Nous considérons que cette décision est injuste et malvenue. Néanmoins, nous sommes prêts à répondre à toutes les préoccupations de manière objective, technique et honnête. Nous remercions les régulateurs européens – tels que les agences de cybersécurité française ANSSI et italienne ACN – et les experts de l’industrie qui ont adopté une approche plus rationnelle en recommandant une analyse technique et un examen supplémentaires des solutions de sécurité et de la chaîne d’approvisionnement informatique. Je m’engage pleinement à fournir toutes les informations et la coopération requises de Kaspersky tout au long de ce processus. Et je souhaite dire à nos clients européens que nous sommes immensément reconnaissants que vous ayez choisi Kaspersky, et que nous continuerons à faire ce que nous faisons le mieux : vous protéger contre toutes les cybermenaces, peu importe d’où elles viennent, tout en étant totalement transparent en ce qui concerne notre technologie et nos opérations.

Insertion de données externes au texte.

PR #1835, opened 2022-07-04
Set default MAVLINK_DIALECT

JonasVautherin:
This CMakeLists.txt should work standalone, and therefore it should define the `MAVLINK_DIALECT` if unset.

### DIFF
--- a/third_party/mavlink/CMakeLists.txt
+++ b/third_party/mavlink/CMakeLists.txt
@@ -7,6 +7,10 @@ include(ExternalProject)
 set(Python3_FIND_REGISTRY "NEVER")
 find_package(Python3 COMPONENTS Interpreter REQUIRED)
 
+if (NOT MAVLINK_DIALECT)
+    set(MAVLINK_DIALECT common)
+endif()
+
 ExternalProject_add(
     mavlink
     GIT_REPOSITORY https://github.com/mavlink/mavlink


julianoes:
Does this not work?

JonasVautherin:
Not if you use `third_party/mavlink` standalone (as in, `cd third_party/mavlink` and do your thing from there, without MAVSDK at all) :see_no_evil:

julianoes:
Why would you do that? :thinking:

JonasVautherin:
For debugging/development, I run only the dependency I want to build.

Also it's actually equivalent to running [generate_mavlink_headers.sh](https://github.com/mavlink/MAVSDK/blob/main/tools/generate_mavlink_headers.sh). I would personally tend to use that rather than the script, because it's faster for me (the script I need to review before I run it to know what it will change on my system).

julianoes:
Ok fair. Should we remove the other default then? I think it's still required isn't it? I just don't like having it duplicate and potentially conflicting.

JonasVautherin:
The other one is required indeed. That's the option for the MAVSDK project, which we propagate to the MAVLink subproject. Just like CMAKE_TOOLCHAIN_FILE and others, after all, I don't see anything weird with that :thinking:.

julianoes:
Ok, fair enough.

PR #1839, opened 2022-07-05
Fix warning and improve integration test

JonasVautherin:
Also I believe this may fix a potential crash where the promise is fulfilled twice.


julianoes (commented):
Thanks!

PR #1844, opened 2022-07-07
Fix cache

JonasVautherin:
hmm `github.job.name` is not a thing, I believe :sweat_smile:

### DIFF
--- a/.github/workflows/main.yml
+++ b/.github/workflows/main.yml
@@ -98,8 +98,13 @@ jobs:
         run: cmake --build build/release -j2
       - name: install
         run: sudo cmake --build build/release --target install
+      - name: temporary workaround for Ubuntu 22.04
+        if: ${{ matrix.ubuntu_image }} == "ubuntu-22.04"
+        run: |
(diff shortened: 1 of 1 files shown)


JonasVautherin:
Ubuntu 22 is failing because of this damn issue I don't get:

```
Run sudo apt-get install --reinstall -y libudev1 libsdl2-dev
Reading package lists...
Building dependency tree...
Reading state information...
Reinstallation of libudev1 is not possible, it cannot be downloaded.
Some packages could not be installed. This may mean that you have
requested an impossible situation or if you are using the unstable
distribution that some required packages have not yet been created
or been moved out of Incoming.
The following information may help to resolve the situation:
The following packages have unmet dependencies:
 libudev-dev : Depends: libudev1 (= 249.11-0ubuntu3) but 249.11-0ubuntu3.1 is to be installed
E: Unable to correct problems, you have held broken packages.
Error: Process completed with exit code 100.
```

julianoes (commented):
Odd.

PR #1847, opened 2022-07-08
Only enable follow-me test if the improved followme' parameter exists

### LINKED ISSUE #1845: FollowMe integration tests
The [integration tests](https://github.com/mavlink/MAVSDK/blob/main/src/integration_tests/follow_me.cpp#L19) say:

> /* Updated FollowMe only works from PX4 v1.13, as it went through refactoring */

But I thought it had not been merged in v1.13.0. Has it?

@junwoo091400 FYI

junwoo091400:
As discussed in the [Dev-Call](https://discuss.px4.io/t/px4-dev-call-july-06-2022/28093#q2-julianoes-is-reworked-follow-me-available-before-or-after-113-release-8), as the [improved Follow-me](https://github.com/PX4/PX4-Autopilot/pull/18026) didn't get into PX4 v1.13, the SITL tests were failing.

This PR adds capability to do `param_get` to PX4 to check if the improved Follow-me is supported, and if not, it would skip the test (this would also skip the test for flash constrained builds, and is more proper way of handling the test skipping criteria, as the version tag itself is not sufficient indicator of the features the vehicle supports)

Fixes #1845

### DIFF
--- a/src/integration_tests/follow_me.cpp
+++ b/src/integration_tests/follow_me.cpp
@@ -230,7 +230,7 @@ bool autopilot_has_improved_followme(const std::shared_ptr<Param> param)
     // Check if the newly added parameter in the improved follow-me exists
     // Improved Follow-Me PR: https://github.com/PX4/PX4-Autopilot/pull/18026
     const std::pair<Param::Result, float> get_result = param->get_param_float("FLW_TGT_MAX_VEL");
-    
+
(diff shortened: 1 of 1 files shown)


JonasVautherin (dismissed):
Thanks!

JonasVautherin (approved):

julianoes (commented):
Thanks @junwoo091400!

La guerre en Ukraine ne peut prendre fin que par la diplomatie, et nous espérons tous la fin des hostilités et la poursuite du dialogue. Cette guerre est une tragédie qui a déjà fait souffrir des personnes innocentes et qui a eu des répercussions dans notre monde hyper connecté. L’industrie mondiale de la cybersécurité, qui s’est construite sur la base de la confiance et de la coopération pour protéger les liens numériques qui nous relient les uns aux autres, est aujourd’hui également touchée par ce conflit – ce qui laisse donc le monde encore moins sûr.